Binary Classification | Multiclass Classification (labels are integers) |
Multiclass Classification (labels are one-hot encoded) |
Regression | |
---|---|---|---|---|
Purpose | Predicting 2 categorical outcomes | Predicting >2 categorical outcomes | Predicting >2 categorical outcomes | Predicting a continuous outcome |
Examples | Email is Spam or Not Spam Someone has a disease or not |
A breast cancer ultrasound image is normal (0), benign (1), or malignant (2) A movie is a Documentary (0), RomCom (1), Action (2), or Horror (3) |
Song genre is pop (1 0 0), rap (0 1 0), or country (0 0 1) A flower pic is a daisy (1 0 0 0), rose (0 1 0 0), sunflower (0 0 1 0), or tulip (0 0 0 1) |
Stock price Hours of sleep per night |
Loss Function | Binary Crossentropy | Sparse Categorical Crossentropy | Categorical Crossentropy | Mean Squared Error |
Final Layer of NN | Dense(1, activation='sigmoid') | Dense(NUM_CLASSES, activation='softmax') | Dense(NUM_CLASSES, activation='softmax') | Dense(1) # Linear activation, i.e., no activation |
The loss function is a measure of how poorly the
model is performing, i.e., the difference between the model's
predictions and the actual results.
A smaller loss
means the model is performing better (the model has a smaller error).

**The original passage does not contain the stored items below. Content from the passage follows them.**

PR #11262, opened 2026-05-12
add toggle to drop lightstep envar injection in admission-controller

demonCoder95:
As we are decommissioning lightstep, we need to drop this environment variable injection in the admission-controller. 

This PR introduces a toggle with the default behavior of injection allowed. In a follow-up, we can adjust the e2e tests to drop checking for injection of these variables.


szuecs:
:+1:

tcondeixa:
@demonCoder95 did you confirm with observability they are not using the same env variables for Dash0? my guess is this env variables are still in-use, otherwise they would need to force everyone to update the otel sdks.

PR #11267, opened 2026-05-15
Sandbox Controller update

a4180p:
Updating:
- SandboxEgress CRD to new version
- Sandbox Controller to new version
- Egress e2e tests to use Stack reference instead of ConfigMap referens


szuecs (approved):

a4180p:
👍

Nodes of a neural network (NN) generally employ an activation function. The activation function commonly used in the final (output) layer of a NN is indicated in the table above. But what about for other layers before the final (output) layer of the NN? As a rule of thumb for activation functions, ReLU is commonly used in Dense layers (e.g., in Multi-Layer Perceptrons), ReLU is commonly used in Conv2D layers (e.g., in Convolutional Neural Networks), and tanh is commonly used in SimpleRNN/LSTM/GRU layers (e.g., in Recurrent Neural Networks).